「寓話的でありながらもリアル」幸福なラザロ andhyphenさんの映画レビュー(感想・評価)
寓話的でありながらもリアル
前半は、一体いつの時代だか混乱させられるも(「侯爵夫人」が出てくるのに手には携帯がある...)、それなりのリアリティがある。侯爵夫人に搾取される村人、そして村人たちに搾取されるラザロ。いつでもどこでも何度でも呼ばれるラザロ。軽い扱いのラザロ。閉塞した村。無知な村人。その中でも...無知と呼ぼうか無垢と呼ぼうか、ラザロには負がない。言われたことには素直に従い、そこに計算がない。
そこを侯爵夫人の息子タンクレディにある意味「利用」され、しかし彼らは束の間の友情を結ぶ。そしてそれがきっかけで村の実態が分かり(侯爵夫人に携帯の謎もここで解ける)、ラザロを残して村人は去る。
さて後半...これは極めて寓話性が強い。
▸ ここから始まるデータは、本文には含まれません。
PR #1428, opened 2025-11-26
Cleanup

edan-bainglass:
This PR compiles several driveby updates extracted from the app duplication work.

## Summary of changes

- Added new fields `scf_conv_thr_abs` and `etot_conv_thr_abs` to the `ConvergenceConfigurationSettingsModel`, and updated their calculation to be per-structure, improving clarity and accuracy in threshold display. The UI now shows these absolute values with units and only displays them when a structure is present.

- Refactored `set_model_state` in `AdvancedConfigurationSettingsModel` to directly set all relevant sub-models (general, convergence, smearing, pseudos, magnetization, hubbard) using context managers for trait notifications, and removed the now-redundant `_set_pw_parameters` method, simplifying and centralizing state initialization.

- Renamed and refactored widgets and methods in the magnetization panel for clarity (e.g., `kind_moment_widgets` to `moments_list`, `_build_kinds_widget` to `_build_moments_list`), and simplified the update logic to remove unnecessary checks and flags.

- Simplified the update logic in the Hubbard panel by removing the `updated` flag and associated logic, and added a `needs_eigenvalues_widget` property to the model for clearer widget display logic.

- Made all advanced panels and models importable from the advanced settings module directly.

- Renamed various methods/classes for clarity/brevity.

### DIFF
--- a/src/aiidalab_qe/app/result/components/viewer/structure/model.py
+++ b/src/aiidalab_qe/app/result/components/viewer/structure/model.py
@@ -1,5 +1,7 @@
 from __future__ import annotations
 
+import contextlib
+
 import traitlets as tl
 from ase.formula import Formula
 
@@ -57,11 +59,10 @@ class StructureResultsModel(ResultsModel):
         self.selected_view = "relaxed" if self.selected_view == "initial" else "initial"
 
     def _get_structure(self) -> orm.StructureData | None:
-        try:
-            return self.source.structure if self.source else None
-        except AttributeError:
-            # If source is outputs but job failed, there may not be a structure
+        if not self.source:
             return None
+        with contextlib.suppress(AttributeError):
+            return self.source.structure if self.source else None
 
     def _get_structure_info(self):
         structure = self.structure
--- a/src/aiidalab_qe/app/result/components/viewer/structure/model.py
+++ b/src/aiidalab_qe/app/result/components/viewer/structure/model.py
@@ -1,7 +1,5 @@
 from __future__ import annotations
 
-import contextlib
-
 import traitlets as tl
 from ase.formula import Formula
 
@@ -59,10 +57,10 @@ class StructureResultsModel(ResultsModel):
         self.selected_view = "relaxed" if self.selected_view == "initial" else "initial"
 
     def _get_structure(self) -> orm.StructureData | None:
-        if not self.source:
-            return None
-        with contextlib.suppress(AttributeError):
+        try:
             return self.source.structure if self.source else None
+        except AttributeError:
+            return None
 
     def _get_structure_info(self):
         structure = self.structure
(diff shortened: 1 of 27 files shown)


edan-bainglass:
Ciao @mikibonacci. This one is next on the list 🙏 The PR description covers the scope of changes. Happy to answer any questions 🙂

mikibonacci:
Hey @edan-bainglass, I added two small comments, after them I think we can go

edan-bainglass:
> Hey @edan-bainglass, I added two small comments, after them I think we can go

You did? I don't see any comments 🤔

src/aiidalab_qe/app/result/components/viewer/structure/model.py
```diff
@@ -57,11 +59,10 @@ def toggle_selected_view(self):
         self.selected_view = "relaxed" if self.selected_view == "initial" else "initial"
 
     def _get_structure(self) -> orm.StructureData | None:
-        try:
-            return self.source.structure if self.source else None
-        except AttributeError:
-            # If source is outputs but job failed, there may not be a structure
+        if not self.source:
```
mikibonacci: do we need both this if and the contextlib below? after discussion, it seems that the reason was that self.source might be an `AttributeDict` and might be `{}`, so it's not `None` and this will trigger the `AttributeError`

src/aiidalab_qe/app/result/components/viewer/structure/model.py
```diff
@@ -57,11 +59,10 @@ def toggle_selected_view(self):
...
             return None
+        with contextlib.suppress(AttributeError):
+            return self.source.structure if self.source else None
```
edan-bainglass: Hi @mikibonacci. Responding to your vanishing comment. This check is just an extra early bail, but indeed, it may be redundant. For the sake of moving things along, let's keep it here for safety. I will revisit this in a later PR.

mikibonacci (approved):
LGTM!

src/aiidalab_qe/app/result/components/viewer/structure/model.py
edan-bainglass: Correction after closer inspection - if the structure is relaxed, we get the `structure` from the outputs (`self.source` is `process.outputs`), otherwise we get the initial structure from the inputs (`self.source` is `process.inputs`). The only way `self.source` is `None` is if there isn't a process. Otherwise, the only other exception is if the structure was relaxed, but the job failed, so `structure` is not found in the outputs. As such, the code block is simplified to just
```python
        try:
            return self.source.structure if self.source else None
        except AttributeError:
            return None
```
I reverted the use of `contexlib.suppress` (here and in a couple of mixin methods) to explicit `try/except` due to `mypy` complaining about no explicit `return None` statements.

そもそも名が「ラザロ」なのが意味深なわけである。イエスの友人でイエスにより蘇ったラザロ。彼はその投影である事は疑いないだろう。狼(がイエスなのか...?)によって蘇ったラザロは、奇跡のように全く変わらぬまま、寒空を半袖で歩く。無垢なまま、無知なまま。
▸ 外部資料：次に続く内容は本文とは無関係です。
PR #1429, opened 2025-11-26
Implement app duplication

edan-bainglass:
Based on #1428

Supersedes #1400 

This PR implement a button that on click:
1. Writes the current app state to file
2. Opens a new app instance, tagging the URL with `duplicating=True`
3. New instance reads the previous state from file, populates the wizard, and removes the URL marker

See some notes [here](https://github.com/aiidalab/aiidalab-qe/pull/1400#issuecomment-3497771077)


mikibonacci (approved):
LGTM!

そして彼は大きく変わった世界、現実の暮らし、それを変えたりはしない。聖人はこの社会では異端であるという事を見せつけられる。鏡のようだ。彼は苛立ちや嘲りをぶつけられる。全てを疑わず立ち回った結果。ラスト直前の涙の意味は何だったのだろう。殆ど表情を変えることないラザロが流す涙は、現代社会への警鐘なのか、はたまた彼のような愚直で無垢な聖人としては生きられないという諦めのようなものなのか。分からない。難しい。しかし観入ってしまった。